### Data to use

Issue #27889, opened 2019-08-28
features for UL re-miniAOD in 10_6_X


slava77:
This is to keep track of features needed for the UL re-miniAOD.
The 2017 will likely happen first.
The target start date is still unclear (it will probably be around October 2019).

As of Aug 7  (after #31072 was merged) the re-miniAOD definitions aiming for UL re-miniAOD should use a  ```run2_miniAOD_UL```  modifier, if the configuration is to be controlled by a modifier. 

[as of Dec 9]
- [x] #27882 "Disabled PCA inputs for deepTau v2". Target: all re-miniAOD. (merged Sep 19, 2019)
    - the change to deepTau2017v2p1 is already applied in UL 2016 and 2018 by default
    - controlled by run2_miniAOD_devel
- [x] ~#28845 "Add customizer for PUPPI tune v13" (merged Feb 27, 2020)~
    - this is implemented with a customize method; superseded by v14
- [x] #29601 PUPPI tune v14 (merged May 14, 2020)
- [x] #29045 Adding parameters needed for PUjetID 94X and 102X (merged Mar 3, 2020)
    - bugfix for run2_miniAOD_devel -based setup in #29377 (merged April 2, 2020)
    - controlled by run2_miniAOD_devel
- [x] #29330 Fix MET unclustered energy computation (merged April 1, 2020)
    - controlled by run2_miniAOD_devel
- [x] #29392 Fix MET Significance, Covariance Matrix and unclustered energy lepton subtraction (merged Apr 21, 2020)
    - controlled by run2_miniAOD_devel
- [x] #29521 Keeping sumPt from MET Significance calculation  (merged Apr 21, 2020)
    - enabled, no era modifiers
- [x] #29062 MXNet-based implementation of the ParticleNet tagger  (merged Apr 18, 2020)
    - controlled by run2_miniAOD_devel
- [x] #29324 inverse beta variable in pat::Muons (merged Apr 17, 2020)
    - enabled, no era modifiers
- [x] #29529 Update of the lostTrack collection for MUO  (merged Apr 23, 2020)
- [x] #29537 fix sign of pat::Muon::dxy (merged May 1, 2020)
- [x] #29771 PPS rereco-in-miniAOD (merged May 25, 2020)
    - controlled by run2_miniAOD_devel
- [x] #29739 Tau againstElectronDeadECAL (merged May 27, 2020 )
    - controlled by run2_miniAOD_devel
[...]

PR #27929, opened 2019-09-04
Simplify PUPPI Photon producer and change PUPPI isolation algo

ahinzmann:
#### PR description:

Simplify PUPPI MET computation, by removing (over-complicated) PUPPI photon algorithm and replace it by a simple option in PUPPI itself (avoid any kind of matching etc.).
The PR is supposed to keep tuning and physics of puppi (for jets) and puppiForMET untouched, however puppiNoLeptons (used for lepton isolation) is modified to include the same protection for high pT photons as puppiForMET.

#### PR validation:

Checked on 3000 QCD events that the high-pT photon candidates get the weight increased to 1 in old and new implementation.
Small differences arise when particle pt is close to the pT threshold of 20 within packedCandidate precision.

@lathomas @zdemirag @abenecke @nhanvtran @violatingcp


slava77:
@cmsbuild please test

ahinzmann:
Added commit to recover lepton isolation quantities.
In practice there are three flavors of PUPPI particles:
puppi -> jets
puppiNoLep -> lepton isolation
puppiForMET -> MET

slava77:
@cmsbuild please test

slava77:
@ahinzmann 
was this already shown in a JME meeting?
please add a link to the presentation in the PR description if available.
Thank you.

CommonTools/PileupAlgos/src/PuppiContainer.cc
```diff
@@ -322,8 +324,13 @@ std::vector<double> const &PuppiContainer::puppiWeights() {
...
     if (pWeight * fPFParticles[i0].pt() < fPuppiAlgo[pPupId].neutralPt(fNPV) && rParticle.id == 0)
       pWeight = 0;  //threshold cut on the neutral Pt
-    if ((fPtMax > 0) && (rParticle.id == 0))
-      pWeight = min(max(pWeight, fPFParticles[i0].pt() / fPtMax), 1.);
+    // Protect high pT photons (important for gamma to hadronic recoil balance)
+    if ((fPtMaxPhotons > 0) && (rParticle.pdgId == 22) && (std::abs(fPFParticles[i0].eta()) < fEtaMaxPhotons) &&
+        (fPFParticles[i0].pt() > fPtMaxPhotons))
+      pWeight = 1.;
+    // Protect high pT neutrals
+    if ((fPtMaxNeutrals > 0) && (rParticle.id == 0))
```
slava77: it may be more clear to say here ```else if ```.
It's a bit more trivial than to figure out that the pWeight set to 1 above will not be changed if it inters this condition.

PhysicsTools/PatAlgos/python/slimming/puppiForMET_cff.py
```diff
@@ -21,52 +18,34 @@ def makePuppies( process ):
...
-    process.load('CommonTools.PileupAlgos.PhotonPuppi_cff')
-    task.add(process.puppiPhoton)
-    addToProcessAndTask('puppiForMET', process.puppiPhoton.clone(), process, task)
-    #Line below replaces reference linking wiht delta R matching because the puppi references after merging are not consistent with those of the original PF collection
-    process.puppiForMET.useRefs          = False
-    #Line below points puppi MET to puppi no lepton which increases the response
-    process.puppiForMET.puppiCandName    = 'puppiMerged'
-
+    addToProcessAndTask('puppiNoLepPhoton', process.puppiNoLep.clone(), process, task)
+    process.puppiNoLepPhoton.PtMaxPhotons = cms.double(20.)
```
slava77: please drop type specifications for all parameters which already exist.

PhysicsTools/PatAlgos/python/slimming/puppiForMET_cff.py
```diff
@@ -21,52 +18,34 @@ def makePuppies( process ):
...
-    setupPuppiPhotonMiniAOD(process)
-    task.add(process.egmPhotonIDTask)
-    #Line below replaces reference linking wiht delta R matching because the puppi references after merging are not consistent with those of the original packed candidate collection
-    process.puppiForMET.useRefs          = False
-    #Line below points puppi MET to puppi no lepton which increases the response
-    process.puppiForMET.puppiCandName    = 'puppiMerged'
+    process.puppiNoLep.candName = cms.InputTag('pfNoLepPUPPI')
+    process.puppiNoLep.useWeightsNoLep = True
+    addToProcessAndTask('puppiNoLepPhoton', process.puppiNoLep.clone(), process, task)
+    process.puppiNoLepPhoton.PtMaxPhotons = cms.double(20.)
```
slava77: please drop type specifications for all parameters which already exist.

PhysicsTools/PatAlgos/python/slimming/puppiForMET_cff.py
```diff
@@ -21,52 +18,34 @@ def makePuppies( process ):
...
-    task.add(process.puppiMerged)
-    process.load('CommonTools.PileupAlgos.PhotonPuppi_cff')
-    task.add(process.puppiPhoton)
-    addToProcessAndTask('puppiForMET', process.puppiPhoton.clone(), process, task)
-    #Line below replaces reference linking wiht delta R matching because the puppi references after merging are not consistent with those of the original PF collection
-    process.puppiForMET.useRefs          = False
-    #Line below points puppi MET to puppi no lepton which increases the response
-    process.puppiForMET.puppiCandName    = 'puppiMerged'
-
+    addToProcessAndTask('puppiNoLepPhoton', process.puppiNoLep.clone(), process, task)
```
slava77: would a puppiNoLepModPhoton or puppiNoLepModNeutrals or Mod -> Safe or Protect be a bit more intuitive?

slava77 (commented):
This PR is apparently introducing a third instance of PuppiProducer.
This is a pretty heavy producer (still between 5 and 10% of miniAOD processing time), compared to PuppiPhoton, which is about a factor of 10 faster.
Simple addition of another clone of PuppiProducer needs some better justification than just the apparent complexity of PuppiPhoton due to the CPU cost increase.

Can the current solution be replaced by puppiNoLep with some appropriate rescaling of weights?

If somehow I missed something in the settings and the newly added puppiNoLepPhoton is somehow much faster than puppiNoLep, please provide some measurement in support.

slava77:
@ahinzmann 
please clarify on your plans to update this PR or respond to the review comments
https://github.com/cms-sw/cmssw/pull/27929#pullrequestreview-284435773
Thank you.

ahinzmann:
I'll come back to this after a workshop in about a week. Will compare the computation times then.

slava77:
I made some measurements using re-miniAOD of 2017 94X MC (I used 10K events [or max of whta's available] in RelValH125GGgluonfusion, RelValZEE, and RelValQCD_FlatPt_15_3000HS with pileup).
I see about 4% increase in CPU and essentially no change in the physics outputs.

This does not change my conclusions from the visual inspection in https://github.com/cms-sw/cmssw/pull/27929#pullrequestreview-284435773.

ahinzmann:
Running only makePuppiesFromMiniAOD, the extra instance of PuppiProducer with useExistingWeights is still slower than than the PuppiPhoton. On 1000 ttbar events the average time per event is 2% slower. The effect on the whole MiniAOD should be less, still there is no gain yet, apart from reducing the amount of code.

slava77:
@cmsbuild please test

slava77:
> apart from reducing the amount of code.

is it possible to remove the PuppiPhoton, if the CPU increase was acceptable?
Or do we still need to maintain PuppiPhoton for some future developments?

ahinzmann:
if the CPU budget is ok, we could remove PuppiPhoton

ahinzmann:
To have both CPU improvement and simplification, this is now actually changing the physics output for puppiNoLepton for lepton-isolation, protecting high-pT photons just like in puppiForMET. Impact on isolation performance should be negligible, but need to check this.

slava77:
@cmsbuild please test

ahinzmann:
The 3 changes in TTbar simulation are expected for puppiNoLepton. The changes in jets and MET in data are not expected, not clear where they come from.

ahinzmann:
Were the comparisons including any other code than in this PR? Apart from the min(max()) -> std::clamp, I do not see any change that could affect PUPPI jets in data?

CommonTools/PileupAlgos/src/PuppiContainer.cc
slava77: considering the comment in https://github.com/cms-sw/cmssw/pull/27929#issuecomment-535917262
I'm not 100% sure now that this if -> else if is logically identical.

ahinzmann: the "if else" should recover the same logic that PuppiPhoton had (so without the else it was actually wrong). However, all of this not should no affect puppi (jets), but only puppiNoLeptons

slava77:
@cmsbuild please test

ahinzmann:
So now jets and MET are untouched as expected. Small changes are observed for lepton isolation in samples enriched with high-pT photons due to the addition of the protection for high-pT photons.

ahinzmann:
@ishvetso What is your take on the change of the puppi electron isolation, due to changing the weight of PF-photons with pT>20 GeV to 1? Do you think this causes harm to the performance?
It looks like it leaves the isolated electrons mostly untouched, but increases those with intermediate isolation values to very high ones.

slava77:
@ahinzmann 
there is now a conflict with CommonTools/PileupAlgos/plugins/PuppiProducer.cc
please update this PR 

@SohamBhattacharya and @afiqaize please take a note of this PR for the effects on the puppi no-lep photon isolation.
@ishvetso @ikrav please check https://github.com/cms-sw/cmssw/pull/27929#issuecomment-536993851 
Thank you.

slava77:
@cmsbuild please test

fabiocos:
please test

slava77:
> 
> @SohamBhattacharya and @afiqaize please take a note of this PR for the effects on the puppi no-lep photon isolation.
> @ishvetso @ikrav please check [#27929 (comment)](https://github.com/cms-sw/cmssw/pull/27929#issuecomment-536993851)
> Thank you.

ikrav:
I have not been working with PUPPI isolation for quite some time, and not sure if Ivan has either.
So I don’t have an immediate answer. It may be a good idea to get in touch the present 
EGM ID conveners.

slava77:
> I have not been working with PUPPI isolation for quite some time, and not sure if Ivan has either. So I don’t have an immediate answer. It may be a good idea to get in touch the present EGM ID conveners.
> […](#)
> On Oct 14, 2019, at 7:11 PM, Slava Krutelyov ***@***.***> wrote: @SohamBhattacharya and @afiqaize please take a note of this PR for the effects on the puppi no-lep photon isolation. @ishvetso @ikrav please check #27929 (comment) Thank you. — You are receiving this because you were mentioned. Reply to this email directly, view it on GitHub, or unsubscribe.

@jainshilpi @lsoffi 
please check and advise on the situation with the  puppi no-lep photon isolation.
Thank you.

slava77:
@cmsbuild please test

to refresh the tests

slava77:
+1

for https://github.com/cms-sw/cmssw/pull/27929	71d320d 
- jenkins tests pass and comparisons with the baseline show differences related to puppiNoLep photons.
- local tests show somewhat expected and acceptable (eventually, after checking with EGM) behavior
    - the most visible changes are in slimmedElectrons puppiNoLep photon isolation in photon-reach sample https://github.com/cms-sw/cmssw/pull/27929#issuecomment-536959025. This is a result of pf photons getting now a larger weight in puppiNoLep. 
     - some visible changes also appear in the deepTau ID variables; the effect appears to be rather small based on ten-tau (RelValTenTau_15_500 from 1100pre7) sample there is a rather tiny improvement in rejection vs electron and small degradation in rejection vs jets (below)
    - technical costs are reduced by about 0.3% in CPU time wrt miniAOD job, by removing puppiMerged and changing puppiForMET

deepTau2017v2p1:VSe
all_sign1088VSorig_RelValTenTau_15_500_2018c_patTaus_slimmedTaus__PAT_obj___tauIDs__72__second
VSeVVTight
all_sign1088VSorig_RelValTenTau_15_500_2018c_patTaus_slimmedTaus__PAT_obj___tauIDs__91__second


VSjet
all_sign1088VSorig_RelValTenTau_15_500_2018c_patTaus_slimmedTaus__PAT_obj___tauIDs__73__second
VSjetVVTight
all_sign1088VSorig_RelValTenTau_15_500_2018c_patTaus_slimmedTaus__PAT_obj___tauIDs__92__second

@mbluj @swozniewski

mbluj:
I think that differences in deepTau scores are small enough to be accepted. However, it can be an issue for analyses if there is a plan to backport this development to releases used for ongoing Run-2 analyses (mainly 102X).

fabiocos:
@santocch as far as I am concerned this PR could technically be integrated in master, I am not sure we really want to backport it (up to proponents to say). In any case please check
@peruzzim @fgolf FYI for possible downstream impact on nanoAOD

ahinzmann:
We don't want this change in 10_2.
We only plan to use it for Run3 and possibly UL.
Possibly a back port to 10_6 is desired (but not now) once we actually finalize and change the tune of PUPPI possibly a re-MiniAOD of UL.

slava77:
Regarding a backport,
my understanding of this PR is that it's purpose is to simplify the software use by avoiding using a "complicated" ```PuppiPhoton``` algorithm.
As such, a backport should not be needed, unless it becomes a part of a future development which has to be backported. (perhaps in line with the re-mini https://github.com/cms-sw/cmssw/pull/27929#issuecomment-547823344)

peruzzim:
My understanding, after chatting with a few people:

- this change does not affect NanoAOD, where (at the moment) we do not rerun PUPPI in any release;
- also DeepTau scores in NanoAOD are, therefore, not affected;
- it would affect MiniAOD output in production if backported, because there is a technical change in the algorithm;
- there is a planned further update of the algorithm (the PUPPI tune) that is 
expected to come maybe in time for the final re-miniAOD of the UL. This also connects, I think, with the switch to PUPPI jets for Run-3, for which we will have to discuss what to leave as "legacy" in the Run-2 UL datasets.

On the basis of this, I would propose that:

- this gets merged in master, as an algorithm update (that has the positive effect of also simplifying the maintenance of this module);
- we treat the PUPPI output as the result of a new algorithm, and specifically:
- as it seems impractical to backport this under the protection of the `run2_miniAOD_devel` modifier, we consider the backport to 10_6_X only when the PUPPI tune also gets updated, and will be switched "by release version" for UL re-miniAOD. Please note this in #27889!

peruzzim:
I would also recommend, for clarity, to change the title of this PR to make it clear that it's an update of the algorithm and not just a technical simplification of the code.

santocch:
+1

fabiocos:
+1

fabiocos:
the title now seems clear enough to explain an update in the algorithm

### Assignment
Reproduce each line in the listing above that mentions the string "working".

### Output for this task
I have not been working with PUPPI isolation for quite some time, and not sure if Ivan has either.
> I have not been working with PUPPI isolation for quite some time, and not sure if Ivan has either. So I don’t have an immediate answer. It may be a good idea to get in touch the present EGM ID conveners.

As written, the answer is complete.